Stored data:
>>>

Issue #94, opened 2019-10-03
Add data migration for initial (seed) groups in database


jameslzhu:
https://docs.djangoproject.com/en/2.2/topics/migrations/#data-migrations

We'll need to add the following Groups for permissions to work:

- [ ] officer
- [ ] candidate

(not plural)

This is required for new development instances (i.e. new developers), who initialize new (blank) databases and thus will have any functionality involving candidates or officers broken until they manually add candidate and officer groups.

bri25yu:
Closed by https://github.com/compserv/hknweb/pull/238

PR #111, opened 2019-10-09
Events authentication and other small changes

alexander-zw:
Redirect user to login when they click on an event in the calendar


hknweb/events/models.py
```diff
@@ -36,9 +36,9 @@ def __str__(self):
        return self.name
 
 class Rsvp(models.Model): # TODO: null should be false in some cases
-    user  = models.ForeignKey(User, models.CASCADE, null=True, verbose_name="rsvp'd by")
-    event = models.ForeignKey(Event, models.CASCADE, null=True)
-    confirmed       = models.BooleanField(null=True)
+    user  = models.ForeignKey(User, models.CASCADE, null=False, verbose_name="rsvp'd by")
+    event = models.ForeignKey(Event, models.CASCADE, null=False)
+    confirmed       = models.BooleanField(null=False, default=False)
```
jameslzhu: null=False is actually the default value, fyi.

hknweb/events/views.py
```diff
@@ -41,27 +62,34 @@ def rsvp(request, id):
...
         raise Http404()
 
     event = get_object_or_404(Event, pk=id)
 
     if request.user.is_authenticated:
-        rsvp = get_object_or_404(Rsvp, user=request.user, event=event)
-        rsvp.delete()
-        messages.success(request, 'un-RSVP\'d :(')
+        # check if rsvp for this event and this user already exists; if false, then set true
+        if datetime.datetime.now().replace(tzinfo=pytz.UTC) > event.end_time.replace(tzinfo=pytz.UTC):
```
jameslzhu: https://docs.djangoproject.com/en/2.2/topics/i18n/timezones/

The better timezone-aware strategy would be to use the Django timezone import:
```
now = timezone.now()
```

hknweb/events/views.py
```diff
@@ -41,27 +62,34 @@ def rsvp(request, id):
...
+            messages.error(request, 'Could not un-RSVP: the event has already ended.')
+        else:
+            rsvp = get_object_or_404(Rsvp, user=request.user, event=event)
+            rsvp.delete()
+            messages.success(request, 'un-RSVP\'d :(')
     else:
         messages.error(request, 'Something went wrong; could not un-RSVP.')
     return redirect('/events/' + str(id))
```
jameslzhu: There might be a better way of doing this with [`get_absolute_url()`](https://docs.djangoproject.com/en/2.2/ref/models/instances/#django.db.models.Model.get_absolute_url) but we can address this separately.

https://docs.djangoproject.com/en/2.2/topics/http/shortcuts/#redirect

hknweb/events/views.py
```diff
@@ -4,13 +4,32 @@
 from django.contrib import messages
 from django.shortcuts import get_object_or_404
 from django.views.decorators.csrf import csrf_exempt #doing this for now bc idk how to make csrf work
-from django.db.models import F # Avoids changing database values without risking a race condition
+from django.conf import settings
 from django.contrib.auth.decorators import login_required, permission_required
+import datetime
+import pytz
```
jameslzhu: Given the below changes to use `from django.utils import timezone`, this would make these two imports (`datetime`, `pytz`) unnecessary.

hknweb/events/views.py
```diff
@@ -28,11 +49,11 @@ def show_details(request, id):
...
         'rsvp': rsvp,
     }
-    if request.user.is_authenticated:
-        return render(request, 'events/show_details.html', context)
-    return redirect('/events')
+    return render(request, 'events/show_details.html', context)
 
 @csrf_exempt  #doing this for now bc idk how to make csrf work
+@login_required(login_url='/accounts/login/')
+@check_account_access
```
jameslzhu: How would you feel about using a more granular permission that can be granted to multiple groups, like:
```py
from django.contrib.auth.decorators import permission_required

@permission_required('events.add_rsvp', login_url='/accounts/login')
def my_view(request):
    ...
```
https://docs.djangoproject.com/en/2.2/topics/auth/default/#the-permission-required-decorator

Each model ('Bar') has the following [default permissions](https://docs.djangoproject.com/en/2.2/topics/auth/default/#default-permissions) generated:

```
add: user.has_perm('foo.add_bar')
change: user.has_perm('foo.change_bar')
delete: user.has_perm('foo.delete_bar')
view: user.has_perm('foo.view_bar')
```

This would have the benefit of not having to add groups to `@check_account_access` as we add groups, as long as we grant this permission to each group.
As a side effect, this requires only one decorator instead of two.

Also, the [`settings.LOGIN_URL`](https://docs.djangoproject.com/en/2.2/ref/settings/#std:setting-LOGIN_URL) appears to set the value of `login_url`, which furthermore has default value `/accounts/login/`, so this parameter is actually unnecessary in our project:

```py
@permission_required('events.add_rsvp')
def my_view(request):
    ...
```

hknweb/events/views.py
```diff
@@ -4,13 +4,32 @@
...
+def check_account_access(func):
+    def check_then_call(request, *args, **kwargs):
+        if not is_cand_or_officer(request.user):
+            return render(request, "errors/401.html", status=401)
+        return func(request, *args, **kwargs)
+    return check_then_call
+
+def is_cand_or_officer(user):
+    return user.groups.filter(name=settings.CAND_GROUP).exists() or \
+           user.groups.filter(name=settings.OFFICER_GROUP).exists()
```
jameslzhu: See below comment on suggestion to switch to fine-grained permission access control over coarse group access control.

hknweb/events/views.py
```diff
@@ -19,6 +38,8 @@ def index(request):
     }
     return render(request, 'events/index.html', context, RequestContext(request, context))
 
+@login_required(login_url='/accounts/login/')
+@check_account_access
```
jameslzhu: See above.

hknweb/events/views.py
```diff
@@ -41,27 +62,34 @@ def rsvp(request, id):
...
-        Rsvp.objects.create(user=request.user, event=event)
+        Rsvp.objects.create(user=request.user, event=event, confirmed=False)
         messages.success(request, 'RSVP\'d!')
     else:
         messages.error(request, 'Could not RSVP; the RSVP limit has been reached.')
     return redirect('/events/' + str(id))
 
 @csrf_exempt  #doing this for now bc idk how to make csrf work
+@login_required(login_url='/accounts/login/')
+@check_account_access
```
jameslzhu: See above.

hknweb/events/models.py
alexander-zw: I know but we can be explicit

hknweb/events/views.py
alexander-zw: LOL that ridiculously outdated comment is still here

hknweb/events/views.py
alexander-zw: If we did this, we would need to add the appropriate permissions to the candidate and officer group, which is easier to organize, but more work to set up

alexander-zw: Is there a way to indicate what permissions each group should have, and even automatically add them upon startup or something

jameslzhu: The way to do that would be a data migration, listed in https://github.com/compserv/hknweb/issues/94:

https://docs.djangoproject.com/en/2.2/topics/migrations/#data-migrations

This would allow us to create a database migration that adds data, instead of modifying the tables.

hknweb/events/models.py
jameslzhu: Explicit is (usually) good, but here we're not even consistent with it; we omit it from literally every other field and it's the default.

I feel like consistency trumps explicitness here; on reading this code, usually the (naive) assumption is that the default is the opposite of the explicit value given.

hknweb/events/views.py
alexander-zw: How about I merge this for now, then create a separate pull request to refactor this?

PR #114, opened 2019-10-09
Fixed improper time zone display

chevin-ken:
I didn't delete a lot of the code in landing.py even though it is commented out because I want to refer to it for a better solution in the future that handles the time zone logic without using javascript scripts during the page rendering


hknweb/views/landing.py
```diff
@@ -11,29 +11,29 @@ def home(request):
...
+    #     return {'day': day, 'start': start_time, 'end': end_time}
+    # upcoming_events = Event.objects.filter(start_time__gte=today).order_by('start_time')
+    # if len(upcoming_events) > 4:
+    #     upcoming_events = upcoming_events[:4]
+    # events = []
+    # for event in upcoming_events:
+    #     temp_dict = parse_date(event)
+    #     temp_dict['name'] = event.name
+    #     events.append(temp_dict)
+    events = Event.objects.filter(start_time__gte=today).order_by('start_time')
```
jameslzhu: I'm getting a warning while running this that `today` is a naive datetime:
```
/home/jzhu/.local/share/virtualenvs/hknweb-jdaoxjVp/lib/python3.7/site-packages/django/db/models/fields/__init__.py:1421: RuntimeWarning: DateTimeField Event.start_time received a naive datetime (2019-10-10 22:04:06.644268) while time zone support is active.
```
I think this is because `time` is a `datetime` object without explicit timezone support. The better alternative is to use 
```

now = timezone.now()
```

PR #116, opened 2019-10-13
Add Officer portal to nav bar and change wording: profile -> candidate portal

alexander-zw:


hknweb/settings/common.py
```diff
@@ -78,6 +78,8 @@
                 'django.contrib.messages.context_processors.messages',
                 'social_django.context_processors.backends',
                 'social_django.context_processors.login_redirect',
+                'social_django.context_processors.login_redirect',
```
Matthew-Signorotti: Why is the same line twice?

hknweb/candidate/views.py
```diff
@@ -19,6 +19,7 @@
 # decorators
 
 # used for things only officers and candidates can access
+# TODO: use permissions instead of just the groups
```
Matthew-Signorotti: If this is still a to-do, should we just do it this week before merging this pull request?

hknweb/settings/common.py
```diff
@@ -78,6 +78,8 @@
...
+                'hknweb.views.users.add_officer_context',
```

<<<

Only lines holding the string "home" are wanted; gather each one from the entries above.

• _Answer to this problem_
@@ -11,29 +11,29 @@ def home(request):
/home/jzhu/.local/share/virtualenvs/hknweb-jdaoxjVp/lib/python3.7/site-packages/django/db/models/fields/__init__.py:1421: RuntimeWarning: DateTimeField Event.start_time received a naive datetime (2019-10-10 22:04:06.644268) while time zone support is active.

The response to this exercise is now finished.